*EXERCISE AIM*
I would like the number of lines in the data that contain the word "DataOutput". Please give that number alone.

*EXTRACTED RECORDS*
PR #1345, opened 2026-06-13
Performance improvements for DataInput/DataOutput and bit-shifting logic, #1279

### LINKED ISSUE #1279: Investigate performance improvement opportunities for DataInput/DataOutput

### Task description

Upon code review, I found that DataInput and DataOutput do some potentially-expensive operations that could be improved. Doing multiple virtual calls to read/write single bytes at a time is potentially very wasteful, and especially in the VInt cases, most subclasses don't always override them with more efficient implementations (`BufferedIndexInput` is the rare exception).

*EXERCISE SOLUTION*
3